I carried out a simulation showing on what distances one can shoot at in relation to the angle the barrel is at. Although shooting in real airsoft game conditions at an angles of 30 degrees and more is not very common (tree branches and BB travel time), it is worth to read this diagram.
Range from Alpha: range [m], barrel angle [°], RED - 1.9 J on 0.25 g BBs, BLUE - 1.15 J on 0.2 g BBs, BLACK - 2.35 J on 0.3 g BBs, GREY- 3.4 J on 0.4 g BBs.
The diagram should be read in the following way: we choose the distance at which we want to shoot, e.g. 100 meters. next we are draw a horizontal line and on its basis we can determine what barrel angle you needed to reach those 100 meters (without an excess).
And so, a sniper rifle replica having a muzzle velocity of 600 FPS and loaded with a 0.4 g BB, must raise the aiming line by 2.7-4 degrees to reach 100 meters. DMR replicas with 0.3g BBs, from 11 to 13 degrees. If its is risen, for example, by 15 degrees, in those conditions the shots will miss. Well, unless there is wind or shooters will not stand on an equal ground level or ...

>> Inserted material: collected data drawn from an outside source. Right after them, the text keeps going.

PR #2636, opened 2021-03-06
Allow custom exports including language pairs

### LINKED ISSUE #1609: Allow more export options on the download page

jiru:
This PR does two things:

1. Add a new section at the bottom of the downloads page to allow anyone to download custom exports. (Closes #1609.)
2. Using that new tool, allow downloading complete sentence exports for any given language pair.

I also removed the hidden /exports/index page because it was not very useful. The new section in the download page should be the main UI for exports.

Code-wise, I made it easier to add new kind of custom exports in the future. Although not yet possible, this PR also paves the way to allow custom fields (i.e. what columns you want in the file) and custom formats (such as spreadsheets, PDF…).

@alanfgh Could you have a look at the wording on https://dev.tatoeba.org/downloads ? In particular, I am not sure about how to express this idea of "language pair" (or "sentences pairs"?) in a clear and concise way.


alanfgh:
@jiru For reference, this is how things look now on the dev site:

custom_export

A question (as much for curiosity as anything else): Is the "List" option offered here exactly like downloading a list from its own page?

I tested the "Language pair" functionality (which is really awesome, by the way, and will please people who have been asking for it for a while). It looks like it only downloads sentences in language A that are translated into language B. This is not clear from the current wording. Maybe I would change the wording as follows:

_Download all sentences in language A along with all translations in a language B_
->
_Download all sentences in language A that are translated into language B, along with the translations_

I'll think about it some more and see whether I can come up with anything else.

You might want to think about putting this at the top of the page rather than the bottom. Also, we should reconsider the note at the upper right that says "The data you will find here will NOT be useful unless you are coding a language tool or processing data." It may no longer be true, depending on the interpretation of "processing data".

jiru:
Thank you for your feedback! :cat: 

> A question (as much for curiosity as anything else): Is the "List" option offered here exactly like downloading a list from its own page?

Yes, it is the same code under the hood that made it possible to lift the 100 sentences limitation. :slightly_smiling_face: 

About the wording, since it is quite long already, maybe we could come up with a shorter version for the button, and then display a longer and more descriptive sentence after clicking on it, right above the two fields "Sentence language" and "Translation language".

I also thought about rewording the various notes of the download page, but I eventually did not, because I think the custom export tool is not so user friendly yet at this stage. There isn’t quite much a normal user can do with these .tsv files, as awesome as they might look to us.

I will try to move the section to the top.

alanfgh:
If you want a shorter version for the button, and then a longer sentence, here's a possibility:

SHORT:
_Sentence pairs_
_Download all sentences in language A with translations in language B_

LONG [identical to what I proposed above]:
_Download all sentences in language A that are translated into language B, along with the translations_

jiru:
@alanfgh I reworded the text as you suggested, moved the custom export section to the top and adjusted the look of the page.

alanfgh:
It looks good. But I would replace this:

_Use this tool to generate and download customized exports on demand._

with this:

_Use these tools to generate and download customized exports on demand._

given that the caption appears above a pair of buttons rather than just one.

alanfgh:
My previous comment presumes that you leave the list button where it is. But I find that button confusing for several reasons:
(1) It's not clear whether that function differs from simply downloading a list from its own page (though I found out from you that it doesn't).
(2)  The box in the corner still says: "If you simply want sentences that you can use to learn a language, check out the _sentence lists_. You can build your own, or view the ones that others have created. The lists can be downloaded and printed." This compounds my confusion.

jiru:
@alanfgh Thank you for sharing your opinion. I agree with you that it is confusing. To address this problem I simply removed the list exports button from the custom exports section. About the phrasing "this tool" vs. "these tools", I phrased it like this because the way I see it there is just one "custom export" tool that can produce different kind of custom exports. Anyway, now that there is only one button left, only the singular makes sense, so I left it like this.

LBeaudoux:
Thanks @jiru  for taking the time to implement this feature. Tatoeba users will love it.

While testing, I noticed that it took more than three minutes to generate the file of English sentences translated into German.
By processing [weekly monolingual files](https://downloads.tatoeba.org/exports/per_language/) with [pandas](https://pandas.pydata.org/), I managed to generate the same file in less than 7 seconds, and this without overloading the website database. Besides, using pandas does not prevent from filtering the results to keep for example only sentences created in a certain time interval, owned by a native speaker, etc...

This performance gain seems quite significant to me. What do you think about it?

jiru:
You approach might be fast, but how much RAM does it use? There is typically a tradeoff between execution speed and memory consumption. Besides, since the database already holds most of the data in RAM, additionally loading the CSV into RAM feels like a waste of memory to me.

Also, we need to keep in mind that we perform the export on the same machine that runs the whole website, so one lenghty export could very well slow down other’s browsing experience. To avoid that, the export is purposely slowing down itself when the load on mysqld is too high. In addition, only one export can be performed at a time, so if someone else is exporting, you have to "wait for your turn". Finally, the export queue idles for up to 10 seconds before actually starting the export, but this should be removed if we upgrade to Cakephp 3.9. These are the reasons it took 3 minutes. Normally it would have taken no more than one minute. You can try on https://dev.tatoeba.org/ to compare with a close-to-idle system (even though there is a bit less data to export out there).

While any speedup would be a welcomed improvement, I don't think it so so much of a concern for the "average user" because the export typically a one-time operation. At the moment, I am more concerned about the lack of feedback about the progress of the export generation. One might think nothing's happening and just close the tab. (Then again, you might argue that there is no need for such feedback for a 7-seconds export. :wink:)

I am not declining your suggestion (it is even quite appealing), but I just think speed is one of the many things to consider. We have to consider all the advantages and drawbacks in terms of impact on the system, resource consumption, features, maintainability… Could you perform some RAM usage measurements on your tool?

LBeaudoux:
I admit that speed is not the main consideration here, especially if a progress bar notifies the user.

As you asked, I just profiled the memory consumption of my English to German export and it seems that the script consumes about 250 MiB of memory. This does not seem extravagant to me, but I admit that it is not insignificant either...

In addition to the speed, another plus is that this implementation would be more consistent with the 'standard downloads' on the page, and would allow to cache custom exports files as long as a newer weekly dump is not available.

jiru:
Well 250MB feels like something could be optimized but it is still reasonable I guess. Just to make be sure, could you also report the peak RAM usage using `/usr/bin/time -f "max RAM usage: %MKB" your_export_command`. Also is your code available on a public repository?

LBeaudoux:
For now, my script relies on the [tatoebatools](https://pypi.org/project/tatoebatools/) library:


#### **`export_parallel_corpus.py`**
```python
import csv

from tatoebatools import ParallelCorpus


def export_parallel_corpus(src_lang, tgt_lang, cols, out_dir):

    df = ParallelCorpus(src_lang, tgt_lang)._df.loc[:, cols]
    df.sort_values(by=["sentence_id"], inplace=True)
    df.to_csv(
        f"{out_dir}/{src_lang}-{tgt_lang}_parallel_corpus.tsv",
        sep="\t",
        header=False,
        index=False,
        quoting=csv.QUOTE_NONE,
    )


if __name__ == "__main__":

    src_lg = "eng"
    tgt_lg = "deu"

    cols = [
        "sentence_id",
        "text_sentence",
        "translation_id",
        "text_translation",
    ]

    out_dir = "/my/out/directory"

    export_parallel_corpus(src_lg, tgt_lg, cols, out_dir)
```

Here is what I get with your  RAM profiling tool:
```sh
$ /usr/bin/time -f "max RAM usage: %MKB" python export_parallel_corpus.py
max RAM usage: 480968KB
```

I previously used the [memory-profiler](https://pypi.org/project/memory-profiler/) library:
```sh
$ python -m memory_profiler export_parallel_corpus.py
Filename: export_parallel_corpus.py

Line #    Mem usage    Increment  Occurences   Line Contents
============================================================
     8     84.6 MiB     84.6 MiB           1   @profile
     9                                         def export_parallel_corpus(src_lang, tgt_lang, cols, out_dir):
    10                                         
    11    233.6 MiB    148.9 MiB           1       df = ParallelCorpus(src_lang, tgt_lang)._df.loc[:, cols]
    12    233.6 MiB      0.0 MiB           1       df.sort_values(by=["sentence_id"], inplace=True)
    13    233.7 MiB      0.1 MiB           2       df.to_csv(
    14    233.6 MiB      0.0 MiB           1           f"{out_dir}/{src_lang}-{tgt_lang}_parallel_corpus.tsv",
    15    233.6 MiB      0.0 MiB           1           sep="\t",
    16    233.6 MiB      0.0 MiB           1           header=False,
    17    233.6 MiB      0.0 MiB           1           index=False,
    18    233.6 MiB      0.0 MiB           1           quoting=csv.QUOTE_NONE,
    19                                             )

```
I wonder why the results vary by a factor of two.

Regarding memory optimization, `tatoebatools` already only loads useful rows.  In addition, only required columns could be loaded. Data chunking is also a possibility.

LBeaudoux:
I just took a look at the indexes on the `sentences_translations` table.

```sql
MariaDB [tatoeba]> SELECT index_name, seq_in_index, column_name FROM information_schema.statistics WHERE table_schema='tatoeba' AND table_name='sentences_translations'; 
+------------------+--------------+------------------+
| index_name       | seq_in_index | column_name      |
+------------------+--------------+------------------+
| PRIMARY          |            1 | id               |
| sentence_id      |            1 | sentence_id      |
| sentence_id      |            2 | translation_id   |
| translation_id   |            1 | translation_id   |
| sentence_lang    |            1 | sentence_lang    |
| translation_lang |            1 | translation_lang |
+------------------+--------------+------------------+
6 rows in set (0.001 sec)

```
It seems that there is no multiple column index on both `sentence_lang` and `translation_lang`. Maybe we could replace the single index on `sentence_lang` by a multiple index on `sentence_lang` and `translation_lang` to speed up queries on language pairs.

jiru:
Sure. Feel free to submit a PR along with some benchmarks.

There are a lot of these "or" factors. In practice, shooting using a ballistic curve is an art that not everyone can master, even if you skip the requirement that the rifle must be more accurate than in the case of a "normal" range. In particular, most of us do not have a precise protractor in their eyes. For this reason, the amount of the correction is usually given (i.e. how many meters above the target did the shooter aim).
Corrections: range [m], correction above the targets [m], GREY- 3.4 J on 0.4 g BBs, BLACK - 2.35 J on 0.3 g BBs, BLUE - 1.15 J on 0.2 g BBs, RED - 1.9 J on 0.25 g BBs.
Both the distance from the shooter and the height are relatively easy to estimate, and hence, it is possible to used this in airsoft.
As I wrote at the beginning - the purpose of this article was not to discover something new. In practice, all the things described here are well known to most active players. But, as I will say again, it was not the goal. The purpose of this text was to collect and "confirm" as many "truths" as possible, known to airsoft players, so that there would be a place where the more inquisitive of the new players will be able to find them. And what are these truths?
- A well set Hop-Up is responsible for 25% of maximum and 50% of effective range;
- Too weak Hop-Up setting reduces the range, and too strong setting results in overshooting the target;
- The weight of a BB corresponds to the range as much as FPS do;
- Heavier BBs are more accurate and have a greater range;
- The heavier the BB, the greater the Hop-Up pressure must be;
- The more the FPSs the weaker the Hop-Up pressure must be
- When shooting upwards, you can increase the range, but you will have to have a lot of experience, skill and a good replica to do it in a repetitive manner.